What would be the best practice in determining, if flow needs to run the ETL or not, depending on source data being stale or not.
Context: I've got a google sheet from which I'd load data into Snowflake, which works great, however I'd like to avoid communicating with Snowflake, if the GS has not been updated since the last successful flow run.
My options the way I see it are
• Store state somewhere externally (would require quite a bit of extra code and moving parts)
• During flow runtime, check previous flow run status and time of run
• Check when the GS was last updated and compare the delta between that and NOW() with the flow's scheduled interval retrieved either during runtime or hardcoded
04/30/2023, 11:37 AM
I don't know much about google sheets, but as I understand it there is a last-modified timestamp? The simple solution is to store the last-modified timestamp in a Prefect variable, check against it and update it if you find it has been modified.
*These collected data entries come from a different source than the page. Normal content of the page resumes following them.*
PR #1439, opened 2018-08-24
Update to our current understanding of how DeriveID works

jeffallen:
Also: Add el integration test to prove that it still works.

### DIFF
--- a/eventlog/el/test.sh
+++ b/eventlog/el/test.sh
@@ -1,0 +1,63 @@
+#!/usr/bin/env bash
+
+DBG_TEST=2
+DBG_SRV=0
+
+. "$(go env GOPATH)/src/github.com/dedis/cothority/libtest.sh"
+
+main(){
+	build $APPDIR/../../omniledger/ol
+    startTest
+    buildConode github.com/dedis/cothority/eventlog
+
+	# This must succeed before any others will work.
+    run testCreate
+	
+	run testLogging
+	
+    stopTest
+}
+
+testLogging(){
+	runCoBG 1 2 3
+	testOK ./el log -t test -c 'abc'
+	testOK ./el log -c 'def'
+	echo ghi | testOK ./el log 
+	seq 100 | testOK ./el log -t seq100
+
+	# two block intervals (2 * 0.5s)
+	sleep 1
+
+	testGrep "abc" ./el search -t test
+	testCountLines 103 ./el search
+
+	testCountLines 0 ./el search -t test -from '0s ago'
+	testCountLines 0 ./el search -t test -from '1h ago' -to `date -v -1d +%Y-%m-%d`
+	testCountLines 1 ./el search -t test -to `date -v +1d +%Y-%m-%d`
+}
+
+testCreate(){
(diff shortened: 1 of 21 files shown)


omniledger/ol/test.sh
```diff
@@ -1,9 +1,9 @@
 #!/usr/bin/env bash
 
-DBG_TEST=2
+DBG_TEST=1
 # Debug-level for app
-DBG_APP=2
-DBG_SRV=2
+DBG_APP=0
```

If you load a lot of google sheets, or a lot of other data sources, I would take a look at some more dedicated E/L framework. I use Meltano from within Prefect, and I see Meltano has a google-sheets tap (although I haven't used it). https://hub.meltano.com/loaders/target-gsheet. This might take some more setup though, setting up a meltano project, and possibly use external state storage (S3, postgres or similar) if you use Docker.
04/30/2023, 1:38 PM
You have read my mind!
At first I did consider Meltano (i use it in some other use cases), but for this particular one it is little bit of overkill.
✅ prefect variables sounds perfect for this! Thank you!!!